• **Task requirements**
Pull each line holding the word "probably" from the data.

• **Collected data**
************
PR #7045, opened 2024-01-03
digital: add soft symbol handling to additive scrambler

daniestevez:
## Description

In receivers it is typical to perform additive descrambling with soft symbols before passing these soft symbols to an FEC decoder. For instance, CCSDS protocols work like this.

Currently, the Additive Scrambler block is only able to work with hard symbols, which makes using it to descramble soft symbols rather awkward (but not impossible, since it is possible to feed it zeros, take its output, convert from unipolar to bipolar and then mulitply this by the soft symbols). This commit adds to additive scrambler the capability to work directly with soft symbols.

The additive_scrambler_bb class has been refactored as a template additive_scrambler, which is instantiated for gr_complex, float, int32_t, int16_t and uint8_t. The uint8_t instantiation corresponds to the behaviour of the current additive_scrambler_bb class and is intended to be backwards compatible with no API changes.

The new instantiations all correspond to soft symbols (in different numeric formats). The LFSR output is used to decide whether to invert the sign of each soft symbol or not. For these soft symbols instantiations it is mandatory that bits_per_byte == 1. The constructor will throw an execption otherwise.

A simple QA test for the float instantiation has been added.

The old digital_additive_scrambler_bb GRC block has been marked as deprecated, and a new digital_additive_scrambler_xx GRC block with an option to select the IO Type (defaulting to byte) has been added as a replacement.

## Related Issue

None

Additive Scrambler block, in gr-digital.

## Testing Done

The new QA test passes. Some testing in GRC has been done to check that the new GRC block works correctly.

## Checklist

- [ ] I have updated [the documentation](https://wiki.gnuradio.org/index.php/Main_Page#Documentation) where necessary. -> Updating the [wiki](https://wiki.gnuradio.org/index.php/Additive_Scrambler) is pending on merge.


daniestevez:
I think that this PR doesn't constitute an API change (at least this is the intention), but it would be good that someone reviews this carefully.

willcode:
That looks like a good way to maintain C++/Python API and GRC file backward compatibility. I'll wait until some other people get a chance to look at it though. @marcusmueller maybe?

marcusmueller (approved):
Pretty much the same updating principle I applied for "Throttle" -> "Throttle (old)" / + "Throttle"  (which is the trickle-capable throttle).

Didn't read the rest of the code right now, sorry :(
************
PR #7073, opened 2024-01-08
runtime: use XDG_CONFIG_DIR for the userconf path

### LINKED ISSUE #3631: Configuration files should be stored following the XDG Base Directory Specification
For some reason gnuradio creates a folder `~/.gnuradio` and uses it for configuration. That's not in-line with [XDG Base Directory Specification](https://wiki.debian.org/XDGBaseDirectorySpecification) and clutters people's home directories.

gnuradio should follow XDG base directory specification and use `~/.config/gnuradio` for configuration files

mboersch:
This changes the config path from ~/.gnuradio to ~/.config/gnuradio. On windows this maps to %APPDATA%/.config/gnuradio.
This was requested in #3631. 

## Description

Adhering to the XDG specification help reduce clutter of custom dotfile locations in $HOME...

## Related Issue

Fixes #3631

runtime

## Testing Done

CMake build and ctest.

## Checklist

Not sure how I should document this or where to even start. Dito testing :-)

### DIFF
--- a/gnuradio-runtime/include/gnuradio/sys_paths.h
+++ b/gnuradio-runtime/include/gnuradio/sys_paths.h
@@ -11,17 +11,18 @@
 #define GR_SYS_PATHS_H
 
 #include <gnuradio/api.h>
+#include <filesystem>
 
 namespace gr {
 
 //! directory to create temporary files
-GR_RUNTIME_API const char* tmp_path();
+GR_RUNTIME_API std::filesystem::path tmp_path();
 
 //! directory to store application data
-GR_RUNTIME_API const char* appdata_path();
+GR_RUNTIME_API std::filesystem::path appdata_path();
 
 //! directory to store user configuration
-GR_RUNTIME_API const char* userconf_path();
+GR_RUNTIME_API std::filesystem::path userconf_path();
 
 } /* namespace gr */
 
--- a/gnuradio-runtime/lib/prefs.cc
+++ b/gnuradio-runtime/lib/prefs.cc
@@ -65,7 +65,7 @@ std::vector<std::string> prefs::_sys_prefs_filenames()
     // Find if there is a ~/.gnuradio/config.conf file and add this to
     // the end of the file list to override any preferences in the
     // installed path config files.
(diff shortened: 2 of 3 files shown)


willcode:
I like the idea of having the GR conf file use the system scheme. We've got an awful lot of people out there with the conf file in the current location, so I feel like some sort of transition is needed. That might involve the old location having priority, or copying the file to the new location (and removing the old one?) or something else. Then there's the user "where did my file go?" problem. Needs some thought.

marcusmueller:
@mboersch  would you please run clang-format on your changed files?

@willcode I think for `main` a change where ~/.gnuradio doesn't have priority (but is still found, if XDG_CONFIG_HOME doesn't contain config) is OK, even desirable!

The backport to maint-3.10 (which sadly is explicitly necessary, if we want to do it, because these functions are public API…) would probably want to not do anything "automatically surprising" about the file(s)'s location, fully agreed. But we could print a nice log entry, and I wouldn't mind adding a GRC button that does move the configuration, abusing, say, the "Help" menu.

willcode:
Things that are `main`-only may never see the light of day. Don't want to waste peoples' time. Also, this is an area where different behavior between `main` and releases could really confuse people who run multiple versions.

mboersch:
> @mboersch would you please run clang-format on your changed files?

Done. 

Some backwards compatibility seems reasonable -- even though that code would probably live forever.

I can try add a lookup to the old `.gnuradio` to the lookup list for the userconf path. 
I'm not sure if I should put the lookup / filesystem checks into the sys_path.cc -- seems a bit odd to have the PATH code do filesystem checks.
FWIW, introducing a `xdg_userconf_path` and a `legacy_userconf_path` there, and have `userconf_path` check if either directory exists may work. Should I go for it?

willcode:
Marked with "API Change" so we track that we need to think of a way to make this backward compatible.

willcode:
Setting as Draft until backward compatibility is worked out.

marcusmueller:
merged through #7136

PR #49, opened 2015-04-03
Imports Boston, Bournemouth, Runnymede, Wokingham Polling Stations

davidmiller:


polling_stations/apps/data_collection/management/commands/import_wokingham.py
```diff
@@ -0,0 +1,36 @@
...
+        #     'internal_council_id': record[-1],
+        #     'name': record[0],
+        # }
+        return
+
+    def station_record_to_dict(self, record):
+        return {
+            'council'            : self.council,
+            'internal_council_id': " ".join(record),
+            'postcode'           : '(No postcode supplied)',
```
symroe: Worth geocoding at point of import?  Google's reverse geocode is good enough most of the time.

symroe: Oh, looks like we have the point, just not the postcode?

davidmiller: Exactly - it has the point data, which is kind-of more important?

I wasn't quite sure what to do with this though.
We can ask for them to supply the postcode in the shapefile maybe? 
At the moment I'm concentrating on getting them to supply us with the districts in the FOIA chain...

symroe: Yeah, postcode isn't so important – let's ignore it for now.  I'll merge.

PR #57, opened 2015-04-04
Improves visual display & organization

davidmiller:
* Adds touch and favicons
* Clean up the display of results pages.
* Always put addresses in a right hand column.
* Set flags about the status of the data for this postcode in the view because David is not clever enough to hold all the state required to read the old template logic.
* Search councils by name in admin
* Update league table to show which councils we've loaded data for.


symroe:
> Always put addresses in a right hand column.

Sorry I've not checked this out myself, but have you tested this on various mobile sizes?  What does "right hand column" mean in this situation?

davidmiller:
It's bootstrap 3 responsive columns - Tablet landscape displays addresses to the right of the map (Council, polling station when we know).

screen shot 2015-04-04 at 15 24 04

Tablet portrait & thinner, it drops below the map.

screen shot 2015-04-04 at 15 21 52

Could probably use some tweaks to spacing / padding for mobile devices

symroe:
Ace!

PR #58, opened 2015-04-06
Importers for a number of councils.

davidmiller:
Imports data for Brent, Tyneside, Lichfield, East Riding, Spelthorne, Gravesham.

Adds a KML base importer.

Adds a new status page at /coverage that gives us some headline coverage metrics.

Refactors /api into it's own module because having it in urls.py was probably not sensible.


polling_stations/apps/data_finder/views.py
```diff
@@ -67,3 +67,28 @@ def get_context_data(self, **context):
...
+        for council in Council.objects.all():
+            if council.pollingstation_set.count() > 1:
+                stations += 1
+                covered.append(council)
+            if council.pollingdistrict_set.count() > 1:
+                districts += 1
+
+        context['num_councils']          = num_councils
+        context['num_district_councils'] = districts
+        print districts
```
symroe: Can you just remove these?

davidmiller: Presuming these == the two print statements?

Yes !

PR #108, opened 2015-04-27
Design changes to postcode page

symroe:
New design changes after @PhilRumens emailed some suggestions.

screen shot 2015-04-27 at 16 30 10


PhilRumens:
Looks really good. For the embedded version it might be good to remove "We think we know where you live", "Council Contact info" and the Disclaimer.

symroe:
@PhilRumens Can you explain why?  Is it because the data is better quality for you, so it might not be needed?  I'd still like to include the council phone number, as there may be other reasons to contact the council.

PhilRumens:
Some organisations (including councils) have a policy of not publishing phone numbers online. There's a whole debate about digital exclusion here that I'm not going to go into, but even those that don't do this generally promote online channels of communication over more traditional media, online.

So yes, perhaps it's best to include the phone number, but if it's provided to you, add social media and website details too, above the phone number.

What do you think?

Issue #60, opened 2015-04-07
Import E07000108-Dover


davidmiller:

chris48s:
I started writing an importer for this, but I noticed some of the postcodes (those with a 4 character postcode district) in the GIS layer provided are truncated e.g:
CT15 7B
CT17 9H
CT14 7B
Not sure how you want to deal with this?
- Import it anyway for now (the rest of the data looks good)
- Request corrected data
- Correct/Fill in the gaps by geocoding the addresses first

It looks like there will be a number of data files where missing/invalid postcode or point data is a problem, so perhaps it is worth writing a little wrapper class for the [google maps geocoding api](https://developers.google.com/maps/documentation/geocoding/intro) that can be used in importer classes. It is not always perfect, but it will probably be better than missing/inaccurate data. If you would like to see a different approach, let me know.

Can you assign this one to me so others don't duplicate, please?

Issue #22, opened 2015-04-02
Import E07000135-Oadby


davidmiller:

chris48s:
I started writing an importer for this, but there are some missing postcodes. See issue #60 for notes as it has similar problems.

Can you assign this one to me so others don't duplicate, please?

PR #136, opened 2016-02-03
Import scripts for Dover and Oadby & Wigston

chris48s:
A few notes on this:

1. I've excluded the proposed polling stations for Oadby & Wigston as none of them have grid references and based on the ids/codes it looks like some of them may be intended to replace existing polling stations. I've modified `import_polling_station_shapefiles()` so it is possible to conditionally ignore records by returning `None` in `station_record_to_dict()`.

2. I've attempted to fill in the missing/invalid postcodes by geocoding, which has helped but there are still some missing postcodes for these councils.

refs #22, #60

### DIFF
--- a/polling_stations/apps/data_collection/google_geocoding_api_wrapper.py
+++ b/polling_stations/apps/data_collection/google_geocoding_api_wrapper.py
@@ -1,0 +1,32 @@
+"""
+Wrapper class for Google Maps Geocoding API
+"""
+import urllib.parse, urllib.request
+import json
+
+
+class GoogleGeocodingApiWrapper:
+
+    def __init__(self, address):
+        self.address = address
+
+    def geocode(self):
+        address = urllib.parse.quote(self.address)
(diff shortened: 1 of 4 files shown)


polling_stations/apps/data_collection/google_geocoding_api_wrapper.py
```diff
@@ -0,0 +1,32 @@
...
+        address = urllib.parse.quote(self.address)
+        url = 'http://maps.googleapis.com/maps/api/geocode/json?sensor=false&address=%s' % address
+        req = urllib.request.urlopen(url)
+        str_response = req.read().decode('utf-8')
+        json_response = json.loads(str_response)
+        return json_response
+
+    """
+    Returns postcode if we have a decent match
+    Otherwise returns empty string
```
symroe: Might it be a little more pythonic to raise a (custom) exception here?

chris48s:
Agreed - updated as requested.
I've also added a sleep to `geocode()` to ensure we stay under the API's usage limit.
************
• **Output of the task**
The backport to maint-3.10 (which sadly is explicitly necessary, if we want to do it, because these functions are public API…) would probably want to not do anything "automatically surprising" about the file(s)'s location, fully agreed. But we could print a nice log entry, and I wouldn't mind adding a GRC button that does move the configuration, abusing, say, the "Help" menu.
Some backwards compatibility seems reasonable -- even though that code would probably live forever.
Could probably use some tweaks to spacing / padding for mobile devices
Refactors /api into it's own module because having it in urls.py was probably not sensible.
It looks like there will be a number of data files where missing/invalid postcode or point data is a problem, so perhaps it is worth writing a little wrapper class for the [google maps geocoding api](https://developers.google.com/maps/documentation/geocoding/intro) that can be used in importer classes. It is not always perfect, but it will probably be better than missing/inaccurate data. If you would like to see a different approach, let me know.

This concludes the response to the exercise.